Dear Lisi: Every year my sister holds a crazy Halloween party for all our friends. We’re close in age and grew up very close with many mutual friends and matching sibling friends. We always set up the house together and get our boyfriends (of the time) to help set up the garden.
My sister was married for less than a year to a man who owned his own home. He was successful for his age and time, and a smart investor. As soon as they married, they wrote out wills leaving everything to each other. A few months into their marriage he was diagnosed with an incurable cancer that had been growing asymptomatically.
She now lives in a beautiful house on her own.
The problem is that she doesn’t like my boyfriend, I don’t like hers, and they don’t like each other. No one wants to decorate the garden. What do we do?
Halloween Hate
Tell your boyfriends to stay home and you go bond with your sister. Decorate the garden yourselves, or ask some tall, strong friends to help you out. Halloween parties are for fun, not for fighting. Your boyfriends need to grow up.
Dear Lisi: I have a question about dealing with stubborn senior parents. My mom is 75 and a full-time caregiver to her 85-year-old common law partner, my stepfather.
He has three useless kids who won’t help. The only time we see them is at Christmas when they come with their hands out. Their dad always gives them money. His daughter then whispers to my mom what a jerk she thinks her father is.
Recently, Mom has had some health issues. She needs cataract surgery and someone to take care of her while she recovers, and someone to take care of my stepdad.
I have literally written down the name of every nursing home and home care option in our area and given it to my mom. My stepdad refuses to let any home care come in to help. Mom wants to go stay in a nursing home for a month to recover. We can’t afford this.
I’m a disabled adult on government assistance. I can’t afford to pay for a nursing home, but I have offered to come take care of both my mom and stepdad for free. My stepdad won’t hear of it. My mom also won’t let me do that.

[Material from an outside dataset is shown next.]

PR #44, opened 2016-12-20
Nca

ab-anssi:
1) The current implementation of NCA does not work when the variance of a feature is null. Indeed, the matrix A is then initialized with some nan values (1 / max - min is undefined).
I propose to initialize A with 1 / max(max - min, EPS). This solution is similar to the one used in MLKR.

I’m an only child and trying my best to help. I’m so stressed out, worried sick and at the end of my rope with this. I don’t know what to do. Or how else to help. I want the absolute best for my mom, but I feel like I’m dealing with two very stubborn people. I feel like my best isn’t good enough. But I don’t know what else to do.
In need of help
You’re a good daughter for wanting to help your parents in their time of need. But you can’t physically or financially manage this on your own. You must reach out to your step-siblings. Between the three of them, they must figure out how to take care of their father. And once they have some care in place, that needs to stay in place — in some way — even after your mother recovers.

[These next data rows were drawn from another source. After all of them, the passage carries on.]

PR #47, opened 2017-01-10
Added __repr__ to BaseMetricLearner

svecon:
I took the __repr__ from scikit and put it to base_metric together with _pprint.

### DIFF
--- a/metric_learn/base_metric.py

There are several ways this can play out, but you must talk to your stepsiblings to figure out what is affordable and plausible for everyone. And then you need to weigh the financial pros and cons (starting your seasonal job and getting help for your mom vs. not starting this early to care for your mom) and decide which is feasible.

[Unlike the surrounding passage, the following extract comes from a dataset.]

PR #48, opened 2017-01-26
Fixes ITML performance 

arikpoz:
This pull request fixes a performance bug in the ITML (Information-Theoretic Metric Learning) code.
I've replaced the formula: A*(v*v)*A with (A*v)*(A*v), which improves the complexity from O(n^3) to O(n^2), as described in the original ITML paper.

FEEDBACK Regarding the lost spouse (Aug. 30):
Reader – “Your wife needs medical attention now. And it’s time for your family to start learning about mild/moderate cognitive impairment, dementia and alzheimer’s. This may not apply, but the progress described sounds familiar.
“I strongly recommend reading about “the 8 A’s of aDementia”.
“Has anyone researched her family history? Is there anyone in her family who may have been ‘forgetful?’ Unfortunately, many people who suffer feel shame and then try their best to hide the problem.”
FEEDBACK Regarding tipping culture (Sept. 3):
Reader – “The Canadian restaurant industry is diabolical. They used the pandemic to bake government taxes into the total amount, so we were conned into tipping on the tax. As much as I believe that restaurant staff are underpaid, I don’t like being conned by the industry who refuse to pay a living wage. We are very malleable consumers.